California Commission Approves Phase 1 of SCE’s Advanced Metering Infrastructure Development Program

The California Public Utilities Commission (CPUC) has approved Southern California Edison’s (SCE) initial development of a next-generation electric meter, the first of a potential three-phased program to investigate, test, and deploy an advanced metering infrastructure (AMI) for SCE’s 4.6 million customers.

Business requirements, technology feasibility, and cost/benefit analyses will be performed during the 18-month first phase. SCE has assembled an engineering team comprised of IBM, EnerNex and KEMA to help with the first phase and is also seeking input from providers of AMI technology.

The second phase will focus on final development activities, including field testing advanced metering solutions. After successful completion of development and CPUC authorization, full deployment of the company’s AMI program could begin in late 2009. SCE estimates it could take about four years to replace current meters with advanced ones.
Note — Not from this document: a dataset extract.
PR #2871, opened 2019-10-12
Remove copypasta dependency from alacritty_terminal

kchibisov:
Remove the copypasta dependency used by alacritty_terminal,
which pulls some gui libraries like xcb.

“We’re developing a system to take advantage of available technologies to better serve our customers over the long term,” said Lynda Ziegler, SCE vice president for customer programs and services. “We want a solution that won’t be obsolete in a matter of a few years.” An advanced metering infrastructure can reduce the costs of day-to-day utility operations, eliminate the need for employees to do work typically done manually in the field, provide real-time information on usage and pricing, communicate with “smart” devices such as thermostats and energy-management systems, continuously monitor service quality and distribution system performance, and provide customers with better information and service when they call with a problem.

“We want a meter that improves on the cost and performance of today’s solid-state meters,” said Paul De Martini, manager for SCE’s advanced metering program. “We want to be able to enable dynamic pricing and demand-response actions so that customers have more usage information, more pricing options, and more energy-management choices.”